Désormais, les actes seront considérés comme viol ou contrainte sexuelle dans tous les cas où la victime aura fait comprendre à l’auteur, par des mots ou des gestes, qu’elle ne veut pas entretenir de rapports sexuels avec lui et où celui-ci aura intentionnellement passé outre la volonté exprimée par la victime. C’est ainsi la solution du refus, dite « non, c’est non », qui est mise en œuvre. L’état de sidération dans lequel se trouve la victime sera également considéré comme une expression de refus. Si la victime est pétrifiée par la peur et n’est pas en mesure d’exprimer son refus ou de se défendre, l’auteur aura à répondre de viol ou d’atteinte et contrainte sexuelles s’il profite de l’état de choc dans lequel elle se trouve.

Par ailleurs, le viol ne se limitera plus à l’acte sexuel, mais comprendra tout acte analogue qui implique une pénétration du corps ; il englobera donc bien plus d’actes d’ordre sexuel qu’à ce jour. La nouvelle infraction est décrite sous forme épicène, afin que les juges puissent appliquer la disposition sur le viol indépendamment du sexe de la victime.

Le motif d’exemption de peine figurant aux articles 187, chiffre 3, 188, chiffre 2, 192, alinéa 2, et 193, alinéa 2 du Code pénal pointé par le Comité CEDEF a été purement et simplement abrogé.

V.Révision de la réglementation des cas de rigueur en cas de violence domestique

Le 14 juin 2024, le Parlement a voté une modification de la réglementation des cas de rigueur en cas de violence domestique.

Ainsi, à l’avenir, en cas de dissolution de la famille, les membres étrangers de la famille des ressortissants suisses et des titulaires d’une autorisation d’établissement (permis C), mais aussi désormais des titulaires d’une autorisation de séjour (permis B) ou d’une autorisation de courte durée (permis L) et des personnes admises à titre provisoire (livret F) auront droit à l’octroi d’une autorisation de séjour et à la prolongation de sa durée de validité s’ils sont victimes de violence domestique. La nouvelle réglementation s’appliquera en outre aux concubins et concubines de nationalité étrangère, à condition qu’ils aient obtenu auparavant une autorisation pour cas de rigueur destinée à favoriser la vie commune en Suisse, comme c’est déjà le cas pour les personnes liées par un partenariat enregistré entre personnes du même sexe.

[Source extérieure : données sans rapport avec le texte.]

PR #6831, opened 2024-12-10
test: Add configuration verification tests for mariadb and mysql

rfay:
## The Issue

* https://github.com/ddev/ddev/pull/6589

has the potential to be disruptive and cause unintended configuration changes. We don't want that.

* Add tests beforehand that specify the configuration we expect so we're not caught by surprise


stasadev (approved):
Looks good to me.

PR #6834, opened 2024-12-11
fix: add CI to instrumentation tags

IndraGunawan:
## The Issue

I read this page https://ddev.com/blog/stats-on-ddev-usage-nov-2024/ and found

> ... `ddev drush` is excluded here because it was used 515,000 times in the last 7 days. I guess some people must be using it in an automated situation. If you’re using any of these in CI, please turn off reporting if it happens to be on, `ddev config global --instrumentation-opt-in=false` or `export DDEV_NO_INSTRUMENTATION=true`.

~instead of asking user to set `DDEV_NO_INSTRUMENTATION` env var, let's make DDEV automatically detect and set no instrumentation if it is run on a CI pipeline~

here are some popular CI tools that have `CI=true` env var 

- Github Actions https://docs.github.com/en/actions/writing-workflows/choosing-what-your-workflow-does/store-information-in-variables#default-environment-variables
- Gitlab CI https://docs.gitlab.com/ee/ci/variables/predefined_variables.html
- Buildkite https://buildkite.com/docs/pipelines/configure/environment-variables#CI
- Bitbucket https://support.atlassian.com/bitbucket-cloud/docs/variables-and-secrets/
- CircleCI https://circleci.com/docs/variables/#built-in-environment-variables

* Build using the development AmplitudeAPIKey
* Do some things and then `ddev debug instrumentation flush`
* Verify that `CI` comes through as false in https://app.amplitude.com/analytics/ddev/live-events using "DDEV - Development"
* export CI=true
* Do over, verify CI=true

## Release/Deployment Notes

- [ ] Followup in the future after this goes into release and has time for people to have it, we can update our reports to test whether CI is true.


stasadev (commented):
Thank you, @IndraGunawan, especially for the links to popular CI tools.

@rfay, I noticed that we don't mention `DDEV_NO_INSTRUMENTATION` / `CI` in our documentation. Should we?

rfay:
Thank you so much for the good proactive thinking! I guess now you've got me hooked, and I'd rather include CI in the Amplitude instrumentation, so we know to exclude from the regular reports, but we can actually see what's going on with CI!

IndraGunawan:
I pushed a new CI tag

Would excluding ci from analytics reduce amplitude cost? But if we get more benefits from them then better to include it.

but whatever the decision i will revert the unused commit later

tyler36:
What a great idea! 

I was just think about this the other day. 

Thanks for providing the links to various CI platforms.

rfay:
> Would excluding ci from analytics reduce amplitude cost? But if we get more benefits from them then better to include it.

Actually, we haven't ever ended up paying Amplitude, so hopefully it will stay that way. But even when charging, they charge by active users, not by amount of reporting.

rfay:
This is great and exciting, but adding to amplitude requires more, at least [I think it does](https://ddev.readthedocs.io/en/stable/developers/building-contributing/#instrumentation). Thanks for getting this started!

stasadev (commented):
I looked into the project files and I don't see any usage for `nodeps.InstrumentationTags`.

@rfay, is `pkg/ddevapp/instrumentation.go` a leftover file from a previous instrumentation logic, that has no use?

rfay:
I think you're right. `instrumentation.go` and `instrumentation_test.go` are orphaned code (from segment), and this effort needs to take place using the techniques in https://ddev.readthedocs.io/en/stable/developers/building-contributing/#instrumentation

rfay:
Updated using Amplitude techniques. Ready for verification.

stasadev (approved):
Manual testing worked fine, I see the `CI` variable in the Amplitude logs.

Looks good to me!

rfay:
I was studying this in the charts and I guess we should have put CI as a user property, not a project property :(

Par ailleurs, la liste des indices possibles de violence domestique dont les autorités doivent tenir compte sera complétée et réglée au niveau de la loi. Elle comprend par exemple la reconnaissance du statut de victime de la personne concernée au sens de la loi sur l’aide aux victimes (RS 312.5), la confirmation de la nécessité d’une prise en charge ou de l’octroi d’une protection par un service spécialisé dans la violence domestique ainsi que l’existence de rapports médicaux ou d’une procédure pénale.

Il est prévu que cette modification de la loi sur les étrangers et l’intégration (RS 142.20) entre en vigueur le 1er janvier 2025 et permette à la Suisse de retirer la réserve concernant l’article 59 de la Convention d’Istanbul. Il n’est pas nécessaire d’accroître les capacités des autorités de migration, car la révision peut être mise en œuvre avec les ressources existantes. En revanche, conformément au plan d’action national relatif à la Convention d’Istanbul et à la feuille de route sur la violence domestique, il convient d’œuvrer à la sensibilisation des autorités de migration et de renforcer leur collaboration avec les centres de conseil aux victimes et les maisons d’accueil pour femmes.